─── Supplied data

PR #1146, opened 2022-08-05
Improve Dockerman icon caching.

dcflachs:
In 6.10.1+ the dockerman icon caching mechanism does not work correctly for icons specified by the net.unraid.docker.icon container label on containers without a dockerman template. For containers created with this label outside of dockerman the caching mechanism initially downloads and displays the correct icon. If the icon url is changed however the new icon is never downloaded because the old icon remains cached and there is no mechanism in place for invalidating the icon in the absence of a dockerman template. To fix this i propose the following changes to dockerman.

Revision update on June 12, 2026: rebased onto current master at cc6a800b1 / 7.3.2-rc.0.1 and revised the cache refresh logic for the 7.3 Docker tab fast path. Dockerman-managed containers keep template-first icon resolution. Non-Dockerman containers with net.unraid.docker.icon now track the last label URL, refresh when that URL changes, clear cached label icons when the label is removed, and avoid repeated download attempts for unchanged bad URLs.

## Summary by CodeRabbit

- **Bug Fixes**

──────

**What is needed:**
Here the job is to restate all of the data word for word.

**Worked solution:**
PR #1146, opened 2022-08-05
Improve Dockerman icon caching.

dcflachs:
In 6.10.1+ the dockerman icon caching mechanism does not work correctly for icons specified by the net.unraid.docker.icon container label on containers without a dockerman template. For containers created with this label outside of dockerman the caching mechanism initially downloads and displays the correct icon. If the icon url is changed however the new icon is never downloaded because the old icon remains cached and there is no mechanism in place for invalidating the icon in the absence of a dockerman template. To fix this i propose the following changes to dockerman.

Revision update on June 12, 2026: rebased onto current master at cc6a800b1 / 7.3.2-rc.0.1 and revised the cache refresh logic for the 7.3 Docker tab fast path. Dockerman-managed containers keep template-first icon resolution. Non-Dockerman containers with net.unraid.docker.icon now track the last label URL, refresh when that URL changes, clear cached label icons when the label is removed, and avoid repeated download attempts for unchanged bad URLs.

## Summary by CodeRabbit

- **Bug Fixes**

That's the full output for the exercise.